超高エネルギー宇宙線が「生まれたばかりの」ニュートリノを高エネルギーに押し上げる可能性を系統的に調べた研究
この論文は、超高エネルギー宇宙線(UHECR: Ultra-High-Energy Cosmic Rays)が宇宙に残る「化石のような」ニュートリノ、つまり宇宙ニュートリノ背景(CνB: Cosmic Neutrino Background)を高いエネルギーに押し上げる仕組みを詳しく計算したものです。CνBはビッグバンの名残で、現在は非常に低温(約1.95K、エネルギーにすると約1.7×10^−4 eV)で、個々の粒子は検出が極めて難しい状態です。研究者たちは、この「ブースト」現象が高エネルギーのニュートリノ望遠鏡で間接的にCνBを調べる手段になり得るかを評価しました。
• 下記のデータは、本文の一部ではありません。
PR #955, opened 2026-08-17
Allowing Player To Choose Whether Or Not To Randomize Character For Ghost Roles

kivdon:
## About the PR

I created a new variant of the DNA Scrambler implanter and implant. This variant works exactly the same, but is named slightly differently, and will despawn after 2 minutes. If the implanter is used, the implant itself will despawn after 2 minutes and take the "scramble DNA" action with it if not used. 

I also removed the randomized appearance (and name in some cases) of the following ghost roles, and made them spawn with my "temporary" DNA scrambler implanter in-hand:
Ninja
LPO
All Nukies that parent from SyndicateOperativeGearFullNoUplink (which I think is all of them, including Lone Op)
Syndicate Recruiter
Syndicate Arms Dealer
Synthesis Specialist
Hitman

With these changes together, this means that people spawn into the ghost roles as their normal character, and then have 2 minutes to decide whether or not they want to use the optional DNA scrambler they spawn with. If they use it, they take on a random appearance just like before this change was made. If they don't use it, it despawns so it can't be used as an antag tool. 

## Why / Balance

Many people want to play as their characters in the ghost roles. Some people do not. This optional "despawning" DNA Scrambler implant allows them to play as a randomized character instead. 
Because the implanter and implant despawn after 2 minutes, they can't be used as a tool for the antag. 

## Technical details

Many yml changes. 
I tried to make these changes to Fugitive too, but realized that with the way the GALPOL warrant paper works, a DNA Scrambler would kind of break the Fugitive. That'll have to be a different PR some day.

## Media

Here's a Lone Op spawning with my DNA Scrambler in-hand:
image

Here the implanter has been used, and the DNA Scramble action is visible. Also visible is the counter before it despawns:
image

Here's the action and implanter being gone after the time has elapsed:
image

Here's the result if I do use the "scramble DNA" action (it's as permanent as the normal version):
image

</p></details>

## Requirements

## Licensing:

## Breaking changes

Not really a breaking change, but when you spawn with an implanter in your hand, the hand icon text says it's empty. But if you examine it, it's not empty. If you drop it and pick it up again, it no longer says empty. 

**Changelog**

:cl:
- add: Added a DNA Scrambler implanter/implant variant that will despawn if not used. within 2 minutes. 
- tweak: Changed many ghost roles (Ninja, LPO, all Nukies (including LoneOp), Syndie Recruit, Syndie Arms Dealer, Synthesis Specialist, Hitman) to not have randomized appearances, and spawn with my optional "despawning" DNA Scrambler implanter in-hand. You can choose whether to be your character, or a use the scrambler to be a randomized character. You have 2 minutes to decide before the implanter/implant despawns.


Mnemotechnician:
Why `speciesOverride: Human`?

kivdon:
> Why `speciesOverride: Human`?

That's what LoneOp did in the example you showed me. I thought that would make it so it defaults to a human, but allows any species that's not on the blacklist to override it. And I have nothing on the blacklist, so any species would override it.

Mnemotechnician (changes requested):
all new prototypes need to be moved under our namespace

Resources/Prototypes/_Euphoria/Entities/Objects/Misc/implanters.yml
```diff
@@ -0,0 +1,10 @@
+- type: entity
+  id: DnaScramblerImplanterDespawning
+  name: optional DNA scrambler implanter (despawning)
```
Mnemotechnician:
```suggestion
  name: optional DNA scrambler implanter
  suffix: 120s despawn
```

Mnemotechnician (approved):

PR #964, opened 2026-08-20
Fix leashes making disposals collidable

Mnemotechnician:
## About the PR
DisposalPipeSysetm tries to move the entity into a pipe -> calls ContainerSystem.Insert -> that one calls RecursivelyUpdateJoints -> that one sets up a joint relay from the leashed entity onto the pipe -> the joint relay calls WakeBoody -> that FOR SOME FUCKASS REASON calls SetCanCollide(true) (THERES ZERO REASON TO DO THIS BS, WHY RT?!), which makes the pipe collidable

CollideOnAnchorSystem doesn't listen on CollisionChangeEvent and so cannot fix this error

All of these 3 systems are part of RT (there's literally no reason for CollideOnAnchor to be part of RT) so I had to make a new system to fill in the niche. Luckily this system should cover more possible edge cases than just leashes (e.g. jumping into disposals while attached to a grappling hook would cause the same issue)

## Media

After like 5 rounds of testing and getting the error, this solution finally works in the same scenario:

https://github.com/user-attachments/assets/6a490084-da8d-4906-93b0-9962e30cd9cd

</p></details>

## Requirements

## Licensing:

**Changelog**
:cl:
- fix: Disposal pipes should no longer become collidable when underground

### DIFF
--- a/Content.Shared/_Floof/Leash/LeashSystem.Joints.cs
+++ b/Content.Shared/_Floof/Leash/LeashSystem.Joints.cs
@@ -1,6 +1,7 @@
 using Content.Shared._Floof.Leash.Components;
 using Robust.Shared.Containers;
 using Robust.Shared.Physics;
+using Robust.Shared.Physics.Components;
 using Robust.Shared.Physics.Dynamics.Joints;
 using Robust.Shared.Physics.Systems;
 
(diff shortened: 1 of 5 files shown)


Arbitrated:
Wait a sec, is this why dragging crates around is sometimes a pain in the butt, because the disposal pipes become collidable?

SyaoranFox (approved):
I feel like we should make a PR for RT about this..

Mnemotechnician:
It seems to be fixed upstream. just a week away.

研究チームは、標準模型で予想される中性カレント反応の主要な散乱過程を網羅的に扱いました。具体的には、核全体に対するコヒーレントな弾性散乱(COH: coherent elastic neutrino–nucleus scattering)、個々の核子に対する弾性散乱(ES: elastic neutrino–nucleon scattering)、核内の非コヒーレント散乱(INCOH: incoherent neutrino–nucleus scattering)、バリオン共鳴生成(RES: resonance)、そしてバリオン内部のクォークを直接探る深非弾性散乱(DIS: deep inelastic scattering)を計算に含めています。どの過程が支配的になるかは、宇宙線のエネルギーや組成、散乱で生じる運動量の大きさ(Q^2)に依存します。さらに、宇宙線の入力としては、伝播コードPriNCeによる混合組成スペクトルと、HillasモデルのH3aおよびH4a実装を使い、星形成率(SFR)、クエーサー(QSO)、ガンマ線バースト(GRB)という3種類の源進化モデルを組み合わせて試算しました。
主な結果は「散乱チャネルの階層」が明確に現れるという点です。重い核を含む宇宙線成分では、低いブースト後ニュートリノエネルギー領域で核全体へのコヒーレント散乱(COH)が支配的になります。運動量が大きくなって核が分解能されると、個々の核子に対する弾性散乱(ES)と非コヒーレント散乱(INCOH)が重要になります。高エネルギー側ではバリオン共鳴(RES)が無視できない寄与を与え、最も高いエネルギー領域では深非弾性散乱(DIS)が現れますが、DISはモデル依存で、特にH4aモデルで目立つ一方、PriNCeやH3aでは小さいことが示されました。注として、観測ではピエール・オージェ実験のデータが示すように、10エクサ電子ボルト(EeV)を超えると質量成分が重くなり、陽子の割合は約10%未満に下がる傾向があります。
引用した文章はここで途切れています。